Monsanto struck down in Vanity Fair
Most of Vanity Fair’s “green” initiatives seem to involve a naked celebrity—or several—on the cover, but a May 2008 article by Donald Barlett and James B. Steele on the history and current state of affairs of international seed-company-and-then-some Monsanto is a string of hard-hitting condemnations meant to raise the ire of VF readers everywhere.
It’s almost Michael Moore-esque in its one-sidedness, but at least it remains grounded in fact. The article takes us through Monsanto’s inception as a chemical company, started by an Irishman with a sixth-grade education, that established itself by selling saccharin to Coca-Cola, then added vanillin, caffeine, sedatives and laxatives to its list of offerings. When World War II cut off supply, they started manufacturing their chemicals independently, and quickly dominated the market.

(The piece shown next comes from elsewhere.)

PR #1028, opened 2021-10-15
Don't sort vectors

tomeichlersmith:
Simple fix but want to run the auto tests before merging something a part of the core.


tomeichlersmith:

Plastics, resins, fuel additives, artificial caffeine, vinyl siding, dishwasher detergent, anti-freeze, fertilizers, pesticides, herbicides, and rubber goods came next (plus dioxin and and PCBs, though we’ll gloss over those), but Monsanto’s emergence as an unstoppable force in agriculture didn’t happen until 1982, when company scientists were the first to genetically modify a plant cell. They’d struck gold again: all during the 1990s, they genetically modified cotton, soybeans, corn and canola with the ultimate effect being that an estimated 90% of the soy grown in the U.S. today is bought direct from Monsanto (and, under a clause, legally but technically unnecessarily re-purchased every year, filling Monsanto’s coffers). One 1990s Monsanto president even claimed that G.M. seeds were “the single most successful introduction of technology in the history of agriculture, including the plow.” The company now spends more than an already unbelievable $2 million a day in research…
Further controversy has ensued with the debate over cow hormone rBGH, manufactured by Monsanto under the brand name Posilac. Farmers who choose to produce milk naturally, and subsequently label their product “BST-free” or “From Cows Not Treated with rBGH,” have been aggressively sued by Monsanto. The company, in fact, has been litigious to an extreme: suing farmers on whose land “Monsanto-owned” seeds have naturally drifted, or others whom they judge may have infringed upon its patents.
This may seem like just another power-hungry company scrambling for intellectual—and financial—control of their far-flung products, and angry farmers lashing back. But controlling the world’s supply of seeds, as the article points out, “is not some abstraction. Whoever provides the world’s seeds controls the world’s food supply.”
Good point.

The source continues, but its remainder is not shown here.